A citizen of Israel, Canada, and the U.S. born into a Levantine Jewish family, Moshe Safdie is today one of the most distinguished living architects and urban planners. His works include the Marina Bay Sands resort in Singapore, Ben-Gurion Airport’s Terminal 3, the Harvard University Hillel, and the National Gallery of Canada; he also helped to design Israel’s Merkavah tank. In a review of Safdie’s recently published memoir, Michael M. Rosen writes:
Born in 1938 in hilly Haifa in British Mandatory Palestine, Safdie came of age during Israel’s fight for independence. His earliest architectural experiences involved the contrast—still very much evident today—between the sleek, modernist downtown near the port, the vaulted, domed Arab villas of the lower city, and the Bauhaus-inflected buildings higher up the hill.

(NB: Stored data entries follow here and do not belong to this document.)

PR #5765, opened 2026-03-18
muxpack: fix wide Y port handling

### LINKED ISSUE #5734: muxpack crash on wide Y port
### Version

main

Linux

### Reproduction Steps

```
module top(b);
  input b;
  wire ['h12 : 0] h = ~|b;
endmodule
```

`read_verilog garbage/muxpack-bug.v; proc; check -assert; muxpack`

see [here](https://github.com/YosysHQ/yosys/issues/5720#issuecomment-4024163983)

### Expected Behavior

muxpack gracefully handles whatever valid IR is thrown at it

### Actual Behavior

muxpack chokes on wide Y port on a `$logic_not` etc with `ERROR: Assert \`sig.size() == 1' failed in ./kernel/rtlil.h:2673.`

widlarizer:
Fixes #5734

### DIFF
--- a/tests/various/muxpack_wide_y.ys
+++ b/tests/various/muxpack_wide_y.ys
@@ -1,0 +1,9 @@
+# Regression test for issue #5734: muxpack crash when $logic_not / $eq / $reduce_or
+# has Y port width > 1 (e.g. boolean result assigned to a wide wire).
+read_verilog <<EOT
+module top(input b, output [18:0] h);
+  assign h = ~|b;
+endmodule
+EOT
+proc
+muxpack


passes/opt/muxpack.cc
```diff
@@ -38,19 +38,25 @@ struct ExclusiveDatabase
 		pool<Cell*> reduce_or;
 		for (auto cell : module->cells()) {
 			if (cell->type == ID($eq)) {
+				SigSpec y_sig = sigmap(cell->getPort(ID::Y));
+				if (GetSize(y_sig) == 0)
+					continue;
```
gussmith23, line 43: out of curiosity, does this actually occur in practice? or are you just being safe here?

widlarizer: Purely avoiding a bad crash when later getting the y[0] SigBit. Could be an assert instead, but an error handling fix doesn't deserve the mental effort of pondering "is it possible that in some theoretical usage pattern of yosys something will emit a mux with zero width Y port"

Adopting [a] modernist approach, Safdie unapologetically rejected both traditionalism and postmodernism. The modernists insisted that architecture “provide housing for masses of people, not just the affluent” and regard cities “as a holistic environment, not just a locus of a few grand public buildings,” in Safdie’s estimation.

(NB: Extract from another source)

PR #5766, opened 2026-03-19
Upgrade CI actions

mmicko:
Upgrades CI actions to remove warnings. Some actions like microsoft/setup-msbuild@v2 still do not have modern upgrade. Anyway less warnings -> better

Both [the Harvard Hillel] and Terminal 3 reflect Safdie’s profound commitment to merging function and form, to making public spaces accessible and useful while elevating and inspiring them, to unifying their distinct pieces.
Returning to his native Israel [after many years in North America], Safdie helped redesign the Jewish Quarter in Jerusalem’s Old City, as well as the Mamilla neighborhood just outside its walls, a project that spanned more than three decades and has proved a smashing success. Mamilla has become a gorgeous gateway to the Old City, its terraces trickling down the biblical Valley of Hinnom, its combination of residences, hotels, and shopping representing, in Safdie’s words, “a rare example of a planned public space that performs as anticipated” and one of “the few places in Jerusalem where Arabs and Jews enjoy the city together.” Later, he would also redesign Yad Vashem, Israel’s Holocaust memorial and museum.